* How to complete this task:
Once you have read the data below, write it all out exactly.

------------

PR #20731, opened 2018-08-19
refine android config

gengjiawen:
## Motivation
By this change we can unify version early, like we can make kotlin version share in buildscript and app dependency the same time ([butterknife](https://github.com/JakeWharton/butterknife/blob/master/build.gradle) use the same).
## Test Plan
pass all current ci and one of my project https://github.com/gengjiawen/ReactNative64bitDemo.
## Related PRs
none
## Release Notes
 [GENERAL] [ANDROID] [TEMPLATE] - refine android config

### DIFF
--- a/local-cli/templates/HelloWorld/android/build.gradle
+++ b/local-cli/templates/HelloWorld/android/build.gradle
@@ -1,6 +1,13 @@
 // Top-level build file where you can add configuration options common to all sub-projects/modules.
 
 buildscript {
+    ext {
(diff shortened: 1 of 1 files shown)


dulmandakh:
You can still access these properties from an app and any library using rootProject variable.

gengjiawen:
not in buildscript.

dulmandakh:
how about gradle.properties file?

gengjiawen:
Nope, I think this is better.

------------

* Solved exercise:
PR #20731, opened 2018-08-19
refine android config

gengjiawen:
## Motivation
By this change we can unify version early, like we can make kotlin version share in buildscript and app dependency the same time ([butterknife](https://github.com/JakeWharton/butterknife/blob/master/build.gradle) use the same).
## Test Plan
pass all current ci and one of my project https://github.com/gengjiawen/ReactNative64bitDemo.
## Related PRs
none
## Release Notes
 [GENERAL] [ANDROID] [TEMPLATE] - refine android config

### DIFF
--- a/local-cli/templates/HelloWorld/android/build.gradle
+++ b/local-cli/templates/HelloWorld/android/build.gradle
@@ -1,6 +1,13 @@
 // Top-level build file where you can add configuration options common to all sub-projects/modules.
 
 buildscript {
+    ext {
(diff shortened: 1 of 1 files shown)


dulmandakh:
You can still access these properties from an app and any library using rootProject variable.

gengjiawen:
not in buildscript.

dulmandakh:
how about gradle.properties file?

gengjiawen:
Nope, I think this is better.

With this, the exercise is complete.